Stage 2: Connect Power & Ground
Connect the power and ground wires belonging to your One-Wire device to the corresponding power and ground pins on the Omega2 board.
Stage 3: Connect the DQ
Connect the DQ from your One-Wire device to the GPIO2 pin on the Omega2 board.
Software
The following sections discuss how to install and work with the software used to communicate with One-Wire devices.
Enable One-Wire device support
Once the physical connections are made, install the dts overlay package to register a one-wire master in Linux associated with GPIO2 to communicate with the one-wire worker device.
Step 1: Update the packages list using opkg.
opkg update
Step 2: Install the onion-dt-overlay-w1-gpio package using opkg.
opkg install onion-dt-overlay-w1-gpio
Step 3: After the package is successfully installed, GPIO2 will act as a One-Wire Master.
/sys/devices/w1_bus_master1
Find connected One-Wire devices
Step 1: Navigate to the relevant directory where One-Wire devices are listed. This is under /sys/devices/w1_bus_master1.
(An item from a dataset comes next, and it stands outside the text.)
PR #6298, opened 2021-06-01
Fix in requesting FT0 data for PVertex validation

shahor02:


shahor02:
failures unrelated, merging.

cd /sys/devices/w1_bus_master1
ls
Step 2: Perform a check to find if slave devices are connected or not.
cat /sys/devices/w1_bus_master1/w1_master_slave_count
Step 3: The command in step 2 will return the count of the number of slave devices connected.
| Result | Interpretation |
|---|---|
| 0 | No worker devices are connected |
| 1 | A single worker device is connected |
| Any digit greater than 1 | Multiple worker devices are connected. Example: If the result is 3, it means that 3 worker devices are connected. |
The One-Wire bus master kernel module scans the data pin every 10 seconds for new devices connected, if any, hence, it is recommended to wait a little while and try again.
Step 4: If a worker device is connected, run the following command:
cat /sys/devices/w1_bus_master1/w1_master_slaves
This will return a (newline delimited) list of your worker device ID(s).
The one-wire master pin should not be left floating after one-wire support is enabled. It should either be pulled to ground or connected to one or more one-wire devices. This will avoid detecting "ghost one-wire devices".
The DeviceID is the serial number of your One-Wire device. Example of a device ID: 28-000123456789. Each device will have a different serial number, making it complex to use One-Wire devices programmatically.
Please keep a record of the DeviceID as the same ID will be used when reading the data from the connected one-wire device as discussed in the next section.
Read data from a connected One-Wire device
Step 1: Navigate to the specific worker device directory and access the data from the w1_slave file by running the following command:
cat /sys/devices/w1_bus_master1/DeviceID/w1_slave
The DeviceID in the command above is the serial number of your One-Wire device we noted in the previous section. Please refer to Step 4 of the command section "Find connected One-Wire devices" to learn more about finding the "DeviceID".
Assuming the slave device is a temperature sensor "DS18B20", having a serial number- 28-000123456789, the command will be:
cat /sys/devices/w1_bus_master1/28-000123456789/w1_slave
Step 2: The command executed in Step 1 will return the raw data from the connected One-Wire device.
Example of the raw data from the connected temperature sensor like the DS18B20:
b1 01 4b 46 7f ff 0c 10 d8 : crc=d8 YES
b1 01 4b 46 7f ff 0c 10 d8 t=27062
In the sample raw data above, the final t=27062 indicates the temperature is 27.062 ˚C.
Common pitfalls and precautions
Cross-check your wiring to make sure that VCC, GND, and DQ lines are correctly connected because incorrect wiring might lead to communication issues.
Please ensure that the One-wire device’s dataline is connected to GPIO2.
While connecting the One-Wire device to the Omega2 board, refer to the data sheet and documentation for your specific One-Wire device for detailed wiring and configuration instructions.
Some One-Wire devices will require a pull-up resistor on the Data line (DQ). For example, the popular DS18B20 temperature sensor requires a 4.7 kΩ pull-up resistor on the DQ to operate properly.